A série foi transmitida pelo canal de streaming Hulu, produzida por Bruce Miller, e é baseada no romance homônimo de 1985 de Margaret Atwood. Trata-se de um futuro distópico em que as taxas de fertilidade caem rapidamente, impedindo que novas vidas sejam geradas e colocando em risco a taxa de natalidade. A solução encontrada por figurões poderosos e inescrupulosos – entre eles, Fred Waterford? Criar a República de Gilead, pautada em um regime totalitário e falsamente cristão, onde existem servas (escravas sexuais) e famílias que buscam procriar a qualquer custo através delas.

Vamos a um breve resumo!

 

Diversas mulheres consideradas férteis são sequestradas e enviadas para Gilead, onde devem abandonar quem são para se tornarem servas. Elas têm uma líder, a tia Lydia, quem as ensina tudo que devem saber e como devem se comportar, de maneira nem um pouco delicada – aliás, tudo nessa série é forte e te deixa bastante impactado. A protagonista se chama June, mas vive sob o nome de Offred. Todas elas são obrigadas a abandonar seus nomes reais e a viverem sob os nomes dados por cada lar  – caso sejam substituídas de casa, elas passam a adotar o nome da casa que irão seguir. June vive na casa do Comandante Waterford e sua esposa, Serena, e foi separada da filha e de seu marido, que acredita estar morto.

Um ritual ocorrente que embrulha nossos estômagos é a “Cerimônia“, que é o ato de abuso sexual das servas pelos chefes de cada casa, na presença de suas esposas!!! Com a desculpa de ser um ritual religioso e não uma traição ao matrimônio, a esposa deve sentar na cama, com a serva deitada com a cabeça em sua barriga para que, então, o marido chegue e realize o ato sexual perante sua mulher. B-I-Z-A-R-R-O E D-E-S-U-M-A-N-O!

É uma série perturbadora mas considerada a melhor do ano, por muitos! Resumo feito, vamos ao tema central deste post, como esta série totalmente psicológica se utilizou da trilha sonora para colaborar e se aprimorar no quesito “série brilhantemente perturbadora”. Vou analisar alguns momentos impactantes com o auxilio musical, junto com explicações do produtor musical da série, Michael Perlmutter.

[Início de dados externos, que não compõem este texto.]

PR #215, opened 2015-07-08
i18n - internationalization

honza889:
Internationalization - exceptions with message moved into ElytronMessages
* Grouped by packages, ids of messages prefixed by group

### DIFF
--- a/src/main/java/org/wildfly/security/_private/ElytronMessages.java
+++ b/src/main/java/org/wildfly/security/_private/ElytronMessages.java
@@ -21,12 +21,16 @@ package org.wildfly.security._private;
 import java.io.EOFException;
 import java.io.IOException;
 import java.nio.file.Path;
+import java.security.InvalidKeyException;
 import java.security.KeyStoreException;
 import java.security.NoSuchAlgorithmException;
 import java.security.Principal;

Episódio 2: Don’t You (Forget About Me) – Simple Minds

Esse momento é quando temos a primeira música de impacto na cena final. Ofred fica sabendo de um grupo que resiste através de Ofglen e está toda felizinha. Ela saindo da casa dos Waterford com esse sentimento tem uma relação com a cena do filme “The Breaksfast Club“, que tornou famosa a canção “Don’t You (Forget About Me)” – de quando os alunos saem da detenção e estão livres. É um sentimento similar ao que Offred acredita estar vivendo, até que…. “fuck“, uma nova Ofglen aparece.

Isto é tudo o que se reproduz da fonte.